PR #627, opened 2020-09-26
Integration branch of: Switch all Jamulus audio sample processing to use floats instead of a mix of double and int16_t

corrados:
This is basically the pull request for the floating point support from hselasky. I did:

- code style changes
- replaced old casts by static_cast
- variable renaming
- fixed the clipping indicator
- fixed compilation problems

TODO is still the testing on all platforms.

This is work in progress and the Pull Request will most probably updated with new commits in the near future.

Feel free to review the code. If you have time to test the new code, please tell us your test results (audio quality, stability, are all existing features work as they did before the change, etc.).


corrados:
I think the recording should be tested since there were also changes needed in that module.

pljones:
> I think the recording should be tested since there were also changes needed in that module.

I want to get the Mutex changes tested first.  Didn't have much happening tonight, so I'd like to wait further trials.

corrados:
Wow, there are so many things which do not work as expected anymore with the float code... I think it will take quite some time until we can finally merge that code to the master. I'm just in progress of fixing the level meter.

windows/sound.cpp
```diff
@@ -663,8 +665,9 @@ struct sample24MSB
     }
 };
 
+// Might want to comment that use of double in factors below avoids nasty conversion surprises.
```
pljones, line 668: Could also mention that FACTOR32 and FACTOR24 are the same because...

corrados:
@pljones I have just merged the code to the master. hselasky  has changed your jam recorder to record in 24 bit instead of the previous 16 bit resolution. Can you please check if the new code still works ok?

Since the jam recorder already creates very large files, with 24 bit the amount will even be higher now. If it is too much data, we could consider going back to 16 bit. But this is your decision (since I do not use the jam recorder).

corrados:
@pljones The Windows audio interface is not working correctly so I had to hard reset the master to a previous commit and therefore undo the merge to master. So if you want to test, you could do it on the new branch: https://github.com/corrados/jamulus/pull/660

PR #634, opened 2020-09-28
fix png file which caused libpng warning: iCCP: known incorrect sRGB …

kdoren:
resource file src/res/instruments/aguitar.png had a bad sRGB profile, causing warning:
"libpng warning: iCCP: known incorrect sRGB profile"

removed with pngcrush to eliminate the warning.


corrados:
Thanks.

PR #800, opened 2020-12-29
New windows installer now checks if old version of Jamulus is wrongly installed

ann0see:
Only tested on 64 bit Windows 10. I don't know how it behaves on 32 Bit Windows but it should work. Not 100% sure though. 

Originally requested by
@drummer1154


ann0see:
Also see https://github.com/ann0see/jamulus/pull/11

Problem to solve:
In the entries above, how many lines hold the word "tested"? State the number only.

Result for this exercise:
4